Hani orta yaşa giriyorum ya girmeden bi azıp kudurmak, kurtları dökmek baaabında... :)

Gittim gitmesine, kurtları döktüm dökmesine de tek gidilmemesi gereken bi yermiş... :(

Hele benim gibi geyik bir kadın, her daim muzurluk yapan bir kadın için Amsterdam'da tek başına geyik yapmak keyifsizdi!

Bir mimar olarak daha önce neden gitmediğime ayrı söylendim, geeençken gelip bi sürü ecnebi çocuğum olacak şekilde azıtmadığıma ayrı söylendim :)))

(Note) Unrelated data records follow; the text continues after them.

PR #6616, opened 2026-02-26
Feat(cv_deploy): Protect CVDeploy attributes from invalid values

alexeygorbunov:
## Change Summary

Enforce validation of the values set for `hostname`, `serial_number` and `system_mac_address` to make sure we can not update TOPOLOGY inputs with incorrect values.

## Related Issue(s)

Fixes #<ISSUE ID>

## Component(s) name

`arista.avd.cv_deploy`

## Proposed changes
Use explisit __setattr__ method with validation layer for `hostname`, `serial_number` and `system_mac_address` attributes to:
1. Protect from initial incorrect inputs (like `serial_number` set in group/host vars to an empty string or smth.)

Suyla verilen savaş, doğayla mücade için geliştirilen mühendislik... Uçak alçalırken ki manzara ulaaan helal osssun laan lalelerimizi çalmanızı bilem affettim haaa dedirtti! :))

Kanallar, tekne evler, bir birinin üstüne yan yatmış ilginç mimarisiyle hayran hayran seyrettiğiniz evler... 

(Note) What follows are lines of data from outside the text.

PR #6594, opened 2026-02-24
Refactor(eos_designs): Centralize parent interface generation for subinterfaces

gmuloc:
This PR introduces a centralized module for automatically creating parent interfaces when subinterfaces (interfaces with dots like Ethernet1.100) are configured.
## Related Issue(s)

Fixes #6648 

## Component(s) name

`arista.avd.eos_designs`

## Proposed changes

* Created `AvdStructuredConfigParentInterfaces` module in `python-avd/pyavd/_eos_designs/structured_config/parent_interfaces/`
  * Implements global tracking of subinterfaces and parent interfaces across all structured config modules
  * Automatically creates missing parent Ethernet and Port-Channel interfaces with minimal configuration
  * Parent interfaces are tagged with `peer_type: subinterface_parent` metadata
* Introduced `ParentInterfacesTracker` class to maintain global state throughout the pipeline
  * Tracker is instantiated once and passed to all structured config classes via constructor
  * Modules register subinterfaces and parent interfaces as they create them
  * Centralized module creates only the missing parent interfaces at the end
* Modified `StructuredConfigGenerator` base class to accept `parent_interfaces_tracker` parameter
* Updated all modules that create ethernet_interfaces and port_channel_interfaces:
  - `network_services`
  - `underlay`
  - `connected_endpoints`
  - `core_interfaces_and_l3_edge`

* Positioned `AvdStructuredConfigParentInterfaces` before `AvdStructuredConfigFlows` to ensure parent interfaces are created before flow tracking metadata is applied

* Added user-facing documentation in schema to describe the auto-creation behavior
  - `defs_node_type_l3_interfaces.schema.yml`
  - `defs_node_type_l3_port_channels.schema.yml`
  - `defs_network_services.schema.yml`
  - `defs_adapter_config.schema.yml`

## How to test

* No changes in generated config across molecule scenarios
* changes in structured config (ordering / change of metadata)

### Repository Checklist

- [x] My code has been rebased from devel before I start
- [x] I have read the [**CONTRIBUTING**](https://avd.arista.com/stable/docs/contribution/overview.html) document.
- [x] My change requires a change to the documentation and documentation have been updated accordingly.
- [x] I have updated [molecule CI](https://github.com/aristanetworks/avd/tree/devel/ansible_collections/arista/avd/extensions/molecule) testing accordingly. (check the box if not applicable)

PR #6633, opened 2026-02-27
Refactor(eos_designs): Relax the requirement for ip_address for main interface port-channels for nodes.l3_port_channels and nodes.l3_interfaces

gmuloc:
## Change Summary

cf title

## Related Issue(s)

Preparation for #6594  - this will allwo to have a parent port-channel or ethernet under l3_port_channels / l3_interfaces in underlay and have the sub interfaces in network service.

The goal of this separate issue is to make the process clear.

## Component(s) name

`arista.avd.eos_designs`

## Proposed changes

Do not raise if main port-channel is defined without ip_address

## How to test

molecule

### Repository Checklist


laxmikantchintakindi (approved):

python-avd/pyavd/_eos_designs/structured_config/underlay/utils.py
```diff
@@ -156,18 +156,19 @@ def _get_l3_common_interface_cfg(
...
-        is_parent_l3_port_channel = schema_key == "l3_port_channels" and l3_generic_interface.name in self._l3_port_channels_with_subinterfaces
+        # logic below is common to l3_interface and l3_port_channel interface types
+        # Check if the interface is a L3 Port-Channel but not a subinterface.
+        is_l3_port_channel_not_subinterface = schema_key == "l3_port_channels" and not is_subinterface
 
         # TODO: catch if ip_address is not valid or not dhcp
-        if not l3_generic_interface.ip_address and not is_parent_l3_port_channel:
+        # IP address is required for L3 interfaces and L3 Port-Channel subinterfaces,
+        # but optional for L3 Port-Channels which are not subinterfaces as we may define subinterfaces in other modules.
+        if not l3_generic_interface.ip_address and not is_l3_port_channel_not_subinterface:
```
carl-baillargeon: Instead of the double negative, we should express when IP is required to make it easier to understand and follow your comment.

Something like:
```
is_subinterface = "." in l3_generic_interface.name
is_l3_interface = schema_key == "l3_interfaces"
is_l3_port_channel_subinterface = schema_key == "l3_port_channels" and is_subinterface

# IP address is required for L3 interfaces and L3 Port-Channel subinterfaces,
# but optional for main L3 Port-Channels as subinterfaces may be defined in other modules.
ip_address_required = is_l3_interface or is_l3_port_channel_subinterface

if not l3_generic_interface.ip_address and ip_address_required:
```

python-avd/pyavd/_eos_designs/structured_config/underlay/utils.py
```diff
@@ -156,18 +156,19 @@ def _get_l3_common_interface_cfg(
             )
             schema_key = "l3_port_channels"
 
-        # logic below is common to l3_interface and l3_port_channel interface types
+        is_subinterface = "." in l3_generic_interface.name
 
-        # Check if the interface is a parent L3 Port-Channel with subinterfaces.
-        is_parent_l3_port_channel = schema_key == "l3_port_channels" and l3_generic_interface.name in self._l3_port_channels_with_subinterfaces
```
carl-baillargeon, line 162: Please double check but I think `self._l3_port_channels_with_subinterfaces` can be removed (no longer used).

python-avd/pyavd/_eos_designs/structured_config/underlay/utils.py
```diff
@@ -156,18 +156,19 @@ def _get_l3_common_interface_cfg(
...
+        # logic below is common to l3_interface and l3_port_channel interface types
+        # Check if the interface is a L3 Port-Channel but not a subinterface.
+        is_l3_port_channel_not_subinterface = schema_key == "l3_port_channels" and not is_subinterface
 
         # TODO: catch if ip_address is not valid or not dhcp
-        if not l3_generic_interface.ip_address and not is_parent_l3_port_channel:
+        # IP address is required for L3 interfaces and L3 Port-Channel subinterfaces,
```
carl-baillargeon: Should the same logic apply to regular L3 interfaces?

In this PR (also in devel), let's say we have Ethernet1 as parent with Ethernet1.100 subinterface, if Ethernet1 has no IP address we raise which is too strict I think.

python-avd/pyavd/_eos_designs/structured_config/underlay/utils.py
gmuloc: yes - you are commenting a deleted line :)

carl-baillargeon: I meant the property is no longer used anywhere else in the code.

python-avd/pyavd/_eos_designs/structured_config/underlay/utils.py
gmuloc: thats more complex to understand having hidden `==` in assignment.

gmuloc: but lets relax for also ethernet as we will want to have parents for thernet interface in underlay and subif in network sevrices as well. I will update and add test

gmuloc: I think it is missing as an exmaple in my other PR hence not caught

python-avd/pyavd/_eos_designs/structured_config/underlay/utils.py
gmuloc: this was not too strict when implementing but now that we want to be able to declare cross modules it is indeed. The reason why I did not see the issue was because in my centralized PR I automaticallu create parents. but this is better to uniformize this.

python-avd/pyavd/_eos_designs/structured_config/underlay/utils.py
gmuloc: yes once again this is a deleted line

gmuloc: which actually is not even in the code

gmuloc: ok :) or a man needs to learn hwo to grep - my bad

gmuloc: we are still using it to make sure that subinterfgaces defined in this module have a parent defined in this module

gmuloc: so still in use (though we could argue to relax this as well but lets do it as a follow up)

carl-baillargeon: Right we call the property in `_validate_l3_port_channels`:
```
parent_names = self._l3_port_channels_with_subinterfaces
```

gmuloc: yup - though we should really maybe relax this later and handle this in my centralizing PR

gmuloc: I could try to detect l3 interfaces without subif and without ip_address and raise on them there (maybe) or as a follow up PR to #6594 to avoid packing it

gmuloc: Created an issue for this!

carl-baillargeon (approved):
LGTM. As discussed internally, we will enforce retrictions on missing IPs if needed in future PRs.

Amsterdam benim için hiç bir zaman eğlence olmadı... Rembrandt ve Van Gogh'tu benim için... 

Sadece aşkımı ziyarete gittim Van Gogh'umu... 
Ve ne zaman karşılaşsak olan oldu yine...
Ben nefes almayı unutum, tükürüğümü nefes boruma kaçırdım!
Adamın bende öyle bir etkisi var...
Aşkımız 5-6 yaşlarından başlıyor... Belkide daha erken... Amcamın çocukken bana kocaaaaman gelen ressamlar serisi kitaplarından elimden düşmeyeni onunkiydi... 

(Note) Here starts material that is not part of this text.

PR #506, opened 2017-11-22
Made the numbered Parsons blocks a directive option defaulted to off

CABowers:


bnmnetp:
We are missing the conf.py in the test folder.   Also, the index.rst file can have tests in it for both numbering on and numbering off.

Kırkıma 1 gün kala aşık olduğum adamın karşısında yine nefessiz kaldım...
Kıpırdamadan...
Ağzım bir karış açık... 
Dünyayı unutmuş, başka bir evrende onun renkleriyle, fırça darbeleriyle sarılı bir dünya da nefes almadan... 
Harikaydı... 

Amsterdam'a sanat için gitmedim...
Açık ve seçik kafayı dumanlamaya gittim!
Giderken de Hollanda hükümetinin turistlere ot mot yok uygulaması başladıysa ne bok yerim korkusuyla... 

Henüz başlamamış...
Başlasa da kofiii şoplar göz yumacakmış gibi geldi bana... Yani para kazanmaları gerek... Yerli halktan kazandıkları yeter mi? Sanmam! :p

Kafayı dumanlamaya gittim ama giderken beni çok korkuttular yok onu yeme yok bunu içme!
Ulan kırka giriyorum ayık kafayla istemiyorum bu deneyimiiii ama başımada bi bok gelsinde istemiyorum! 
Bu yaşa kadar bişi olmadan gelmişiz yani... :)
Deli 40 adayına süper bir gözetmen bulan dostum sayesinde kontrollü dumanlanma yaşadım!
Yaşadım ama bana gözetmen olan hatun ulan böyle deli bişi çıkacağını hiiiiç tahmin etmemiştim dedi :))) 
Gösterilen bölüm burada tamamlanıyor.